В простых юфтевых сапогах, в ватнике и солдатской шапке, с винтовкой за плечами, с холодной, покрытой изморозью гранатой у пояса, пригибаясь, осторожно шла между деревьями, чувствуя, как в каждую клетку просачивается светлая значимость жизни, что полнее всего пеленает тебя в молодые годы своими надежными волнами и зримо приближает берега счастья.
В чем же теперь, в тяжелый час, предчувствовалось еще неразгаданное счастье? Может его принесло подсознательное чувство любви, в которой сама себе боялась признаться, распознавая его то в болезненном сжатии сердца, то в светлом взгляде мужских пытливых глаз, то в легком, словно случайном, прикосновении тонкой, но твердой руки, то в добром недоказанном слове, скрывающем другое, что значительнее и глубже? А может, это во всю мощь поднималась та любвеобильная сила, которая украшает нашу жизнь делами и подвигами, как густой удивительный цвет, усыпающий несравненной красотой скромное и еще совсем безлистое дерево? И то, и другое чувство теперь сошлись в Соломии, как сходятся реки, как сходятся над водой весеннего вечера в искреннем звучании два голоса — девичий и мужской, когда не только пение, но и эхо, и вздох берегов сливаются в единую гармонию.

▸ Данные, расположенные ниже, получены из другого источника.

PR #11972, opened 2022-04-26
[Bug]: Index Field Selection - last change in the current dev branch introduced backward compatibility break

### LINKED ISSUE #11941: [Bug]: Index Field Selection - last change in the current dev branch introduced backward compatibility break
### Expected behavior

Follow up to #11861.

In the PR #11895, the NormalizerInterface is implemented for IndexFieldSelections.

I used an array to normalize the relevant properties from the data object. With the help of a backup from before a PCX update, I noticed that the `ObjectData\IndexFieldSelection` object was used before PCX for serialization (which is not a best practice I suppose).

So instead the ` DataObject\Traits\SimpleNormalizerTrait` could have been used instead.

We now have two options:
1. Either, keep it in an array (current state of the code) and break backward compatibility further (which was already broken since PCX) but do not use a dependency to a data object in the serialization OR
2. Implement NormalizationInterface with SimpleNormalizerTrait instead and keep it serialized in the data object. I can provide a new PR for that.

**What would you say?**

### Actual behavior

Serialized Index Field Selection from before PCX can not be loaded correctly.

### Steps to reproduce

Apply a serialized DB entry from before a PCX update to the current dev branch and it will not be loaded correctly.

mcop1:
Resolves #11941

### DIFF
--- a/bundles/EcommerceFrameworkBundle/CoreExtensions/ClassDefinition/IndexFieldSelection.php
+++ b/bundles/EcommerceFrameworkBundle/CoreExtensions/ClassDefinition/IndexFieldSelection.php
@@ -351,6 +351,9 @@ class IndexFieldSelection extends Data implements ResourcePersistenceAwareInterf
 
             return new ObjectData\IndexFieldSelection($tenant, $field, $preSelect);
         }
+        elseif ($value instanceof ObjectData\IndexFieldSelection) {
+            return $value;
+        }
 
         return null;
     }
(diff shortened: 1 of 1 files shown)


bundles/EcommerceFrameworkBundle/CoreExtensions/ClassDefinition/IndexFieldSelection.php
```diff
@@ -351,6 +351,9 @@ public function denormalize($value, $params = [])
 
             return new ObjectData\IndexFieldSelection($tenant, $field, $preSelect);
         }
+        elseif ($value instanceof ObjectData\IndexFieldSelection) {
```
jdreesen: The `else` is not necessary, as the `if` above always returns.
```suggestion
        if ($value instanceof ObjectData\IndexFieldSelection) {
```

PR #11980, opened 2022-04-27
[PhpStan] Fix AdminExceptionListener:recursiveAddValidationExceptionSubItems()

blankse:
Split from #11826 
```
------ ---------------------------------------------------------------------------------------------------------------------------------------------------------------------------------------------------------------------------- 
  Line   bundles/AdminBundle/EventListener/AdminExceptionListener.php                                                                                                                                                                
 ------ ---------------------------------------------------------------------------------------------------------------------------------------------------------------------------------------------------------------------------- 
  85     Parameter #1 $items of method Pimcore\Bundle\AdminBundle\EventListener\AdminExceptionListener::recursiveAddValidationExceptionSubItems() expects array<Pimcore\Model\Element\ValidationException>, array<Exception> given.  
  142    Parameter #1 $items of method Pimcore\Bundle\AdminBundle\EventListener\AdminExceptionListener::recursiveAddValidationExceptionSubItems() expects array<Pimcore\Model\Element\ValidationException>, array<Exception> given.  
 ------ ---------------------------------------------------------------------------------------------------------------------------------------------------------------------------------------------------------------------------- 
```

### DIFF
--- a/bundles/AdminBundle/EventListener/AdminExceptionListener.php
+++ b/bundles/AdminBundle/EventListener/AdminExceptionListener.php
@@ -131,7 +131,9 @@ class AdminExceptionListener implements EventSubscriberInterface
         foreach ($items as $e) {
             if ($e->getMessage()) {
                 $message .= '<b>' . $e->getMessage() . '</b>';
-                $this->addContext($e, $message);
+                if ($e instanceof ValidationException) {
+                    $this->addContext($e, $message);
+                }
                 $message .= '<br>';
 
                 $detailedInfo .= '<br><b>Message:</b><br>';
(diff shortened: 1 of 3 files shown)


dvesh3 (commented):
@blankse why not just change the `AdminExceptionListener::recursiveAddValidationExceptionSubItems` phpdoc to accept `\Exception[]`?

I'm afraid if the `ValidationException` class is being used for aggregating `\Exception` then it will break. Also, please note this class is not internal.

blankse:
@dvesh3 Exception have no method getSubItems. So the recursiveAddValidationExceptionSubItems method is broken. So it was not possible to add Exceptions here I think. But we can check it in the recursiveAddValidationExceptionSubItems method if it is a ValidationException and only call it for this type, if you want.

dvesh3:
>  But we can check it in the recursiveAddValidationExceptionSubItems method if it is a ValidationException and only call it for this type, if you want.

yes, please give it a try. thanks!

blankse:
@dvesh3 I changed it.

dvesh3:
@blankse thanks!

PR #11981, opened 2022-04-27
FIX: Consider Listing Offset in Pagination

eliasfellner:
If Listing has an Offset, add it to the calculated Pagination Offset

### DIFF
--- a/lib/Model/Paginator/EventSubscriber/PaginateListingSubscriber.php
+++ b/lib/Model/Paginator/EventSubscriber/PaginateListingSubscriber.php
@@ -26,7 +26,7 @@ class PaginateListingSubscriber implements EventSubscriberInterface
         $paginationAdapter = $event->target;
 
         if ($paginationAdapter instanceof PaginateListingInterface) {
-            $items = $paginationAdapter->getItems($event->getOffset(), $event->getLimit());
+            $items = $paginationAdapter->getItems((int)$paginationAdapter->getOffset() + $event->getOffset(), $event->getLimit());
             $event->count = $paginationAdapter->count();
             $event->items = $items;
             $event->stopPropagation();


dvesh3 (commented):
offset is calculated and passed by Knp `$offset = ($page - 1) * $limit;` based on the page number passed to the `paginate()`. 

what is your use case?

eliasfellner:
My use case is an Objects Overview Page, where we have 3 special teasers at the start + 9 teasers with a specific styling
In Page 1 we want to load 12 Items, for page 2 or higher we want to load 9, therefore an offset of 3 has to be added to the paginator for page 2 or higher.

dvesh3:
@eliasfellner for your usecase, i would go for `getItems($offset, $itemCountPerPage)` call on listing rather than using knp paginator.

passioneight:
@dvesh3 wouldn't that imply that it is necessary to handle the pagination manually?

dvesh3:
@passioneight the use case mentioned is more about slicing the result-set than pagination. Or i got it wrong. So it is about the teasers showing on each page, for first page all 12 needs to be shown and for page 2 or higher only 9 to be shown...right?

passioneight:
@dvesh3 yes, that sounds about right. To put it in (pseudo-)code:

Instead of doing this:
```php
$listing->setOffset($offset);
$paginator = $paginatorInterface->paginate($listing, $page, $limit);
```

You'd do it like this:
```php
$listing->setOffset($offset);
$paginator = $paginatorInterface->paginate($listing->getItems($offset, null), $page, $limit); 
```

That's basically what you suggested, correct?

> I'm aware that you wouldn't use the paginator at all (as per your comment), but that seems a bit off when a pagination is needed, wouldn't you agree?

If that's correct, the latter example comes with the following drawbacks:

1. `$listing->setOffset($offset);` may still be needed for some code that is executed before passing the `$listing` to the paginator. Not really an issue, but seems a bit inconvenient to have to set `$offset` twice.
2. `$listing->getItems($offset, null)` is needed to load the objects and still have the the total count correct. However, this will load all objects starting from `$offset` which will eventually have bad performance.

If I misunderstood, please let me know - possibly in form of (pseudo-)code, to avoid misunderstandings :-)

dvesh3:
> That's basically what you suggested, correct?

@passioneight no, you got me wrong. I suggested to completely avoid using paginator for your case. 

so if you are using paginator to slice teaser items like this:
```
$listing->setOffset($offset);
$paginator = $paginatorInterface->paginate($listing, $page, $limit);

```
then i would suggest to do this:
```
$listing->setOffset($offset);
$items = $listing->load();
```

passioneight:
@dvesh3 I see, thanks for clarifying. Calling `load` instead of `setItems(...)` certainly resolves Nr. 1. Additionally, calling `setLimit` on the listing will then resolve Nr. 2.

So, I guess the result would be something like:

```php
$listing = new Example\Listing();

if($page === 1) {
   $listing->setLimit(12);
} else {
   $listing->setOffset(12);
   $lisinst->setLimit(9);
}
```

This PR can probably be closed then (unless @eliasfellner has some more input on this?). But I still wouldn't mind seeing support for the offset in the listing directly in the adapter as it was unexpected behaviour.

dvesh3:
Like i said before, when using paginator the offset is calculated based on page number from Knp listener. 

I'm closing it for now. I would be happy to reopen and merge this PR, if you have a valid use-case. thanks!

У лесного болота партизаны с подводами пошли в обход, а она, преисполненная упругой задиристой силой, решила взять напрямик. Легко перепрыгивала с одной чуть подмерзшей кочки на другую. Прогибался грунт под ногами, из глубины шипела, просачивалась вода, и снег сразу же ржавел, оседал.

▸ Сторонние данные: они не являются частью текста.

PR #11983, opened 2022-04-27
Fixed Deprecated error message in admin login

aryaantony92:

Fixed the deprecated error message with strip_tags() function, when admin does the login/logout from the admin interface.

### DIFF
--- a/bundles/AdminBundle/Security/Guard/AdminAuthenticator.php
+++ b/bundles/AdminBundle/Security/Guard/AdminAuthenticator.php
@@ -134,10 +134,7 @@ class AdminAuthenticator extends AbstractGuardAuthenticator implements LoggerAwa
             return $response;
         }
 
-        $perspective = $request->get('perspective');
-        $perspective = ($perspective !== null)? strip_tags($perspective): [];
-
-        $event = new LoginRedirectEvent('pimcore_admin_login', ['perspective' => $perspective ]);
+        $event = new LoginRedirectEvent('pimcore_admin_login', ['perspective' => strip_tags($request->get('perspective', ''))]);
         $this->dispatcher->dispatch($event, AdminEvents::LOGIN_REDIRECT);
 
         $url = $this->router->generate($event->getRouteName(), $event->getRouteParams());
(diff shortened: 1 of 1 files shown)


bundles/AdminBundle/Security/Guard/AdminAuthenticator.php
```diff
@@ -134,7 +134,10 @@ public function start(Request $request, AuthenticationException $authException =
             return $response;
         }
 
-        $event = new LoginRedirectEvent('pimcore_admin_login', ['perspective' => strip_tags($request->get('perspective'))]);
+        $perspective = $request->get('perspective');
+        $perspective = ($perspective !== null)? strip_tags($perspective): [];
```
jdreesen: `strip_tags()` returns a `string`, so why is the other case an `array`?

bundles/AdminBundle/Security/Guard/AdminAuthenticator.php
```diff
@@ -134,7 +134,10 @@ public function start(Request $request, AuthenticationException $authException =
...
+
+        $event = new LoginRedirectEvent('pimcore_admin_login', ['perspective' => $perspective ]);
```
jdreesen: Shouldn't this be enough?

```suggestion
        $event = new LoginRedirectEvent('pimcore_admin_login', ['perspective' => strip_tags($request->get('perspective', ''))]);
```

blankse:
```suggestion
        $event = new LoginRedirectEvent('pimcore_admin_login', ['perspective' => strip_tags($request->get('perspective', ''))]);
```
This should be enough, right?

dvesh3:
```suggestion

        $event = new LoginRedirectEvent('pimcore_admin_login', ['perspective' => is_string($perspective) ? strip_tags($perspective) : $perspective]);
```

bundles/AdminBundle/Security/Guard/AdminAuthenticator.php
dvesh3: yes, using default string should solve it.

На горячий невысокий лоб девушки упало из кустов несколько снежинок и начали таять. Тем не менее не стерла их: неудобное движение могло нарушить шаткое равновесие, и тогда, задержавшись на щетинистых болотных шапках, могла бы увязнуть в тине. Упорно выскочила на берег, крепко затопотала ногами, чтобы обить налипший снег. Чутким ухом издали уловила движение партизан, и глаза ее счастливо глянули на величественные высокие верхушки деревьев.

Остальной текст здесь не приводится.